You then have the layer in Google Earth

Postgresql 8.3 and Qgis 0.10.0 Io

Posted in Linux, POSTGIS, Uncategorized by Duncan Golicher on May 3rd, 2008

Ecosur will soon be providing students and researchers with a networked data base for storing and visualising public domain spatial layers. This database should also store results from ongoing research. I am convinced that the advantages of providing a fully functional geographical data base at zero cost by using PostGIS/Postgresql are compelling. The release of a stable Postgresql 8.3 and Qgis 0.10 have made the task even simpler.

Postgresql 8.3 is now notably faster when running spatial queries than the version I had been using (8.1). It also has very advanced features.  These move PostgreSQL up to the power of the premium  proprietary enterprise data base, Oracle. They clearly go beyond those found in MySQL.

The only practical challenge I faced with PostgreSQL 8.1 involved a very simple issue of scalability when the database was viewed with Qgis 0.9. Despite some issues with the stability of Qgis (that did worry me, but appear to have been largely resolved) Qgis is a suitable visualisation tool for PostGIS. I have used it extensively since I started experimenting with PostGIS a few months ago and am generally satisfied. However a simple practical issue concerned me.

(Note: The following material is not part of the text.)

PR #313, opened 2021-12-05
Add derive(Clone) to Cartesian3d and DualCoordChartState

dmeklund:
Currently, attempting to clone a ChartState fails if either a) the ChartState is from a ChartContext that was built with a 3D Cartesian coordinate system, or b) the ChartState is from a ChartContext that was converted into a dual axis chart context. In both cases, adding the `#[derive(Clone)]` annotation to the corresponding class (`Cartesian3d` and `DualCoordChartState` respectively) resolves the issue. Since dual axis chart contexts and 3D cartesian coordinates are already being used in existing tests in `src/chart/context.rs`, I went ahead and added a line to check that chart contexts could be successfully cloned in both cases.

How could users easily be given access to the parts of a potentially very large database in such a way that they see only the part they need or are allowed to see?

The answer had clearly to be through the use of Postgresql schemas, but the Qgis interface didn’t show them in a user friendly way that matched the need.

This problem is now largely resolved by the new version of Qgis. Schemas now show up in an unfoldable tree structure. As groups of users and individual users can be given access to a subset of schemas it should now be feasible to design a database that hides all the complexity from users and allows them to quickly find the layers  they need.

Upgrade to Ubuntu Heron

Posted in Linux, Uncategorized by Duncan Golicher on May 2nd, 2008

I am impressed by Ubuntu Heron. The most important difference is  ease of installation. Both Feisty and Gutsy were simple enough to get running, given a reasonable degree of patience. However there were always a few problems to fix. These involved  screen resolution sound and video. Getting everything right needed  a search which produced multiple answers on the users forums.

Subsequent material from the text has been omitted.